ちゃんと調べずに高性能というだけで287XLを入手していたのですが、ただの287だと接続信号数が多くむずかしいようです。287XLではNCになっていますが、287だとこれらのピンに役割があり、CPUの対応する信号に接続することになっていてます。287はCPUの動作状態を監視しているようですが、287XLではこれらは要らないと判断され廃止されたようです。

データシートを読んでみると、確かに287/287XLは286からはI/Oデバイスと扱われており、アドレスが割り当てられています。NPS#1とNPS2がチップセレクトにあたり、CMD0とCMD1がアドレスに当たり、下のような組み合わせがあります。

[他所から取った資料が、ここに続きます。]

PR #2466, opened 2023-10-26
Feat!(hive): add support for ${a:b}-style vars

### LINKED ISSUE #2464: Parsing of HiveConf variables do not succeed

Hive & Spark SQL parsing does not seem to support hive's variable syntax.

https://sparkbyexamples.com/apache-hive/how-to-set-variables-in-hive-scripts/

Ideally, `parse` would be able to recognize the variables that were set and interpolate them into the SQL and parse them correctly.

Here's a script that is currently failing and should succeed:
```
from sqlglot import parse, Dialects
sql = """
set src_table=stage.foo;
set src_path=s3://var/stage/foo;

set dst_table=dw.foo;
set dst_path=s3://var/dw/foo;

create external table ${hiveconf:src_table}
(
	id                  	bigint
)
partitioned by
(
    ds STRING
)
stored as parquet
location '${hiveconf:src_path}';
"""

parsed_sql = parse(sql, read=Dialects.SPARK)
print(repr(parsed_sql))

parsed_sql = parse(sql, read=Dialects.HIVE)
print(repr(parsed_sql))
```

Two alternatives are:
1. Interpolate these variables prior to sending them to `parse`.  Given that these are valid Hive / Spark SQL commands, it feels like sqlglot should be able to handle them.
2. Not use these set statements.  Honestly, this would be better, but they are littered all over the codebase, so removing them is a somewhat significant project.

**Additional context**

This seems related to [this PR](https://github.com/tobymao/sqlglot/pull/1292), in that the `set` commands are now getting parsed correctly.  Unfortunately, the usage of the variables still does not seem to be.

GeorgeSittas:
Fixes #2464

Reference: https://sparkbyexamples.com/apache-hive/how-to-set-variables-in-hive-scripts/#hivevar-variables


sqlglot/parser.py
```diff
@@ -4793,10 +4793,15 @@ def _parse_star(self) -> t.Optional[exp.Expression]:
         return self._parse_placeholder()
 
     def _parse_parameter(self) -> exp.Parameter:
-        wrapped = self._match(TokenType.L_BRACE)
+        self._match(TokenType.L_BRACE)
+
         this = self._parse_var() or self._parse_identifier() or self._parse_primary()
```
tobymao, line 4798: can this be parse_id_var or self._parse_primary()

GeorgeSittas: let me take a look

tobymao: or parse_field() handles it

 CMD0=L, CMD1=L :コマンド書き込み、CWとSWの読み込み
 CMD0=H, CMD1=L:データ読み書き
 CMD0=L, CMD1=H:例外ポインタ書き込み

例外ポインタ書き込みは、まだ何なのかわかっていません。これ以外の組み合わせは予約されています。NPRD#とNPWR#は、I/Oリードとライト信号となっています。

データバスは16bitなのですが、x86系はリトルエンディアンなので、コマンドやデータをやり取りするには少し注意が必要です。データの場合は、D15-D8が上位バイトでD7-D0が下位バイトで問題ありませんが、コマンドは上下バイトを入れ替える必要があります。

x86のアセンブリ言語をみると、287のコマンドに続いてアドレッシングモードを含んだオペランドが来るのですが、287からはメモリアクセスができないので、必要な場合はCPUがメモリアクセスして287にデータを渡しています。その際、287はPEREQをHにしてデータ転送を求めていること示し、CPUはデータ転送をする前にPEACK#をLにし、データ転送要求を受け付けたことを287に伝えます。データは複数回数行う場合もあり、1転送ごとにPEACK#をHに戻す必要があるのか、すべての転送が終わるまでLに保持しておいても良いのかは不明です。試してみた感じでは、PEACK#は一度もLにせずHのままにしておいても動作するようです。

BUSY#は287がコマンドを実行中かを示しているので、この信号をみて処理の完了を確認でき、ERROR#でコマンドの実行が正常に終わったかを判断できます。

これだけ知っていれば、287XLは動かせます。